* Activity
Where the string "case" occurs in a line of the data below, that line should be copied.
# # # # # # #
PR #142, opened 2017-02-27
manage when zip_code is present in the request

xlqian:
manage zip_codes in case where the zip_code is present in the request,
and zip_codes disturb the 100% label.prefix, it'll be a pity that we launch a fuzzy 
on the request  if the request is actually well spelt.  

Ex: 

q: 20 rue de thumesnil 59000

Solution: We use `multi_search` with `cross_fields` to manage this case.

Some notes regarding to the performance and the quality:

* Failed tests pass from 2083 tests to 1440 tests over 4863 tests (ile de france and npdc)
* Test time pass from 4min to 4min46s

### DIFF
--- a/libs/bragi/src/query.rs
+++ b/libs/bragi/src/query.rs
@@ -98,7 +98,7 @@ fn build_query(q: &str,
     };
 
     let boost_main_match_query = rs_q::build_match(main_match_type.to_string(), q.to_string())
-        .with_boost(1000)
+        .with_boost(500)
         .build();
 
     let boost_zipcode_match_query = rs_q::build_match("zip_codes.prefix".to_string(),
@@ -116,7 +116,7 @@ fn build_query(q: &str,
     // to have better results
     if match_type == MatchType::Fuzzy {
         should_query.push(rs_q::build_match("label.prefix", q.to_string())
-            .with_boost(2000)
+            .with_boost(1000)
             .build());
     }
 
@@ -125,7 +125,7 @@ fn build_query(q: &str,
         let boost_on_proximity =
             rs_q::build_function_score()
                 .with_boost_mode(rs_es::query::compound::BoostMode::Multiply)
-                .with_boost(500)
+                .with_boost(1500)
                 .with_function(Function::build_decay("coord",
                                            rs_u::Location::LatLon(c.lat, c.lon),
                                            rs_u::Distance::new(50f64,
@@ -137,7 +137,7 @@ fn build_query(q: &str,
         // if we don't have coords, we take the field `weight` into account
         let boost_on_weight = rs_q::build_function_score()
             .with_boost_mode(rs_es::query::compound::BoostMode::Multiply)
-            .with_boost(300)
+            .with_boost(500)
# # # # # # #
* Answer section
manage zip_codes in case where the zip_code is present in the request,
Solution: We use `multi_search` with `cross_fields` to manage this case.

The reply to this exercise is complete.